En 1993, au moment où, avec la réforme Robillard, on s’apprêtait à supprimer un cours de philosophie obligatoire au cégep, j’ai écrit en défense de la philo une lettre, envoyée aux journaux, et qu’avaient cosignée une vingtaine d’intellectuels et d’artistes qui n’avaient pas de lien professionnel avec cette discipline. La lettre a été publiée, mais les Pierre Dansereau, Marcelle Ferron et Pierre Vadeboncoeur ne faisaient pas le poids. Ces gens, dont le travail consistait à penser, à imaginer, à rêver, ne faisaient rien de vraiment utile. On connaît la suite. Les cours obligatoires de philosophie sont passés de quatre à trois, et aujourd’hui ils risquent de passer tout entiers à la trappe de «l’adaptation» aux besoins du marché, tout comme la littérature est sournoisement grugée par les «communications», cet art de dire ce qui reste de la parole une fois que le silence en a été extirpé.
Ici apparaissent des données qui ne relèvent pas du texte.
PR #455, opened 2016-10-07
Streaming cleanup, part 1

DanSimon:
Few smallish changes in this PR to cleanup some of the new pipe/streaming code:

#### Removing PushResult.Filled

The idea behind `Filled` was that it would be returned when the last item pushed to a pipe filled it, indicating that any subsequent pushes would fail until the pipe freed up space.  This could in theory allow a producer to avoid getting stuck with a "hanging" item, e.g. an item it attempted to push but failed because the pipe was full.

While technically this worked, it doesn't actually make things easier.  In reality, a producer can really never know for sure that they will be able to push an item, so every producer is still forced to deal with the `PushResult.Full` case even if they respect the semantics of `Filled`.

#### New ability to "peek" at a source

This allows a consumer to basically find out if a `Source` has items ready to pull.  The return type is `PullResult[Unit]`, so the structure is the same as `Source.pull` but you can't actually get any items by calling `peek`.

#### New Source.flatten

This takes a `Source[Source[T]]` and "flattens" it to a `Source[T]`.  Basically sources are pulled out one at a time and streamed into the returned source.  This is going to be used to help clean up some of the streaming service logic in an upcoming PR.

#### New options for Source.into

`Source.into` allows you to stream a `Source[T]` into a `Sink[T]`.  Previously when the source closed, the sink would also be closed.  Now this is configurable via the `linkClosed: Boolean` parameter.  This means you can stream multiple sources into a single sink, either sequentially or at the same time.

Also, the new `onComplete: NonOpenTransportState => Any` callback parameter allows you to be notified when the source either completes or terminates.

#### Other minor cleanup

* Removed `Sink.feed(iterator)` as it's the same as `Source.fromIterator(iterator).into(sink)`
* `Source.one` just uses a pipe, doesn't create it's own class.
* Various other small cleanup stuff

### DIFF
--- a/colossus/src/main/scala/colossus/streaming/Pipe.scala
+++ b/colossus/src/main/scala/colossus/streaming/Pipe.scala
@@ -159,13 +159,20 @@ class BufferedPipe[T](size: Int) extends Pipe[T, T] {
   }
 
   override def pullWhile(fn: NEPullResult[T] => Boolean) {
-    state = PullFastTrack(fn)
-    var continue = true
-    while (continue && buffer.size > 0) {
-      continue = fn(PullResult.Item(buffer.remove()))
-    }
-    if (!continue) {
-      state = Active
+    state match {
+      case Dead(reason) => fn(PullResult.Error(reason))
+      case Closed if (buffer.size == 0) => fn(PullResult.Closed)
+      case _ => {
+        val oldstate = state
+        state = PullFastTrack(fn)
+        var continue = true
+        while (continue && buffer.size > 0) {
+          continue = fn(PullResult.Item(buffer.remove()))
+        }
+        if (!continue) {
+          state = oldstate
+        }
+      }
     }
   }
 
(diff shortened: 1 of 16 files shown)


colossus/src/main/scala/colossus/streaming/Pipe.scala
```diff
@@ -131,6 +147,21 @@ class BufferedPipe[T](size: Int) extends Pipe[T, T] {
     }
   }
 
+  /**
+   * Iterate through all buffered items, removing any where the provided
+   * function returns true
+   */
+  def filterScan(f: T => Boolean) {
+    var i = 0
```
benblack86: I think you should be able to use an iterator instead of tracking the index yourself.

colossus/src/main/scala/colossus/streaming/Source.scala
```diff
@@ -203,6 +253,8 @@ class DualSource[T](a: Source[T], b: Source[T]) extends Source[T] {
     }
   }
 
+  def peek = if (a_empty) b.peek else a.peek
```
benblack86: `aEmpty` 🐫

Pour être pris au sérieux, j’ai décidé de ne plus convoquer des littéraires et des artistes, ces assistés sociaux qui critiquent le monde qu’ils squattent, qui imaginent ce que serait le monde s’il était fait par des gens capables de ne rien faire, ne serait-ce que le temps de s’apercevoir qu’aucune activité humaine n’a de sens et est vouée à l’échec si elle ne s’enracine pas dans l’expérience sensible du monde et ne procède pas du désir de connaître la pensée à l’œuvre dans le monde, du désir de participer à cette œuvre. 

Serai-je entendu, cette fois, si je fais appel à un génie et à un clochard ? C’est le pari que je fais, tout en étant certain de le perdre. Mais en me donnant de tels alliés j’espère combattre la bêtise à laquelle personne n’échappe complètement, même ceux et peut-être surtout ceux qui pratiquent la pensée, produisent des idées qui prolifèrent artificiellement au-dessus du réel, des idées meurtrières qui ne répondent ni des êtres ni des choses qu’ils ont pour fonction d’éclairer, de relier.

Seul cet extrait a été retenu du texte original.